In this Get Started guide, you will perform a simple test against a remote Ray endpoint. You will use Ray to request a single GPU for a job, and use the Ray Job Submission API to submit the job to a Ray cluster. This guide assumes the following:

  • You have already created a "Ray as Service" tenant using Rafay
  • You have the https URL and Access Credentials to the remote endpoint.
  • You have Python 3 installed on your laptop

Review Code

Download the file "gpu_task.py" . In this code, you will request a single GPU. You will then perform a small tensor operation on the GPU using PyTorch.

# gpu_task.py
import torch
import ray

# Initialize Ray (it will automatically connect if you are using Ray Job Submission)
ray.init()

@ray.remote(num_gpus=1)
def gpu_task():
    print("Running on GPU" if torch.cuda.is_available() else "No GPU available.")

    # Create a tensor and move it to the GPU
    tensor = torch.randn(1000, 1000).to("cuda" if torch.cuda.is_available() else "cpu")

    # Perform a simple matrix multiplication on the GPU
    result = torch.matmul(tensor, tensor)

    print("Computation finished. Result tensor shape:", result.shape)
    return result.shape

if __name__ == "__main__":
    # Run the remote function that requires a GPU
    future = gpu_task.remote()
    result = ray.get(future)
    print("Result from GPU task:", result)

Ray Initialization

Uses ray.init() to initialize Ray. It will automatically connect to the Ray cluster if running through the Job Submission API.

Remote Function with GPU Request

@ray.remote(num_gpus=1) def gpu_task(): ...

  • The num_gpus=1 parameter requests 1 GPU for the gpu_task function.
  • Uses PyTorch to perform a simple tensor multiplication on the GPU.

Tensor Operation Creates a random tensor and multiplies it with itself using matrix multiplication.

Main Execution Submits the gpu_task and waits for the result using ray.get().


Job Submission Code

Download the source code file "run.py" and open it in your favorite IDE such as VS Code to review it.
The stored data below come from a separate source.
PR #2065, opened 2025-02-22
 Synchronize some component model intrinsics with the spec 

alexcrichton:
This commit goes through a few component model intrinsics and
synchronizes them with the current specification, mainly centered around
async intrinsics. This doesn't synchronize all of them but is at least a
start. Changes here include:

* Support for `resource.drop async` intrinsics.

As you can see from the code snippet below, we will be using Ray's Job Submission Client to submit a job to the remote Ray endpoint.

import ray
import urllib3
from ray.job_submission import JobSubmissionClient

# Suppress the warning about unverified HTTPS requests since 
# we are using self signed certificates for testing 
urllib3.disable_warnings(urllib3.exceptions.InsecureRequestWarning)

# Initialize the Ray client
client = JobSubmissionClient(
    "https://alpha-ray.hictl.dev.rafay-edge.net", 
    headers={"Authorization": "Basic YWRtaW46NntOZ2pSZ1lJWg=="}, 
    verify=False  # Disable SSL verification
)

# Submit the job to run the gpu_task.py script
submission = client.submit_job(
    entrypoint="python gpu_task.py", 
    runtime_env={
        "pip": ["torch==1.9.0"],  # Specify pip dependencies
        "working_dir": "./"  # Specify the working directory
    }
)

Now, update the authorization credentials with the base64 encoded credentials for your Ray endpoint. You can use the following command to perform the encoding.

echo -n 'admin:PASSWORD' | base64

Submit Job

In order to submit the job to your remote Ray endpoint,

  • First, in your web browser, access the Ray Dashboard's URL and keep it open. We will monitor the status and progress of the submitted job here.
  • Now, open Terminal and enter the following command
python3 ./run.py 

This will submit the gpu_task.py script to the Ray cluster, request a GPU for the computation, and print the output logs as the job runs. Note that the logs from the job will be streamed.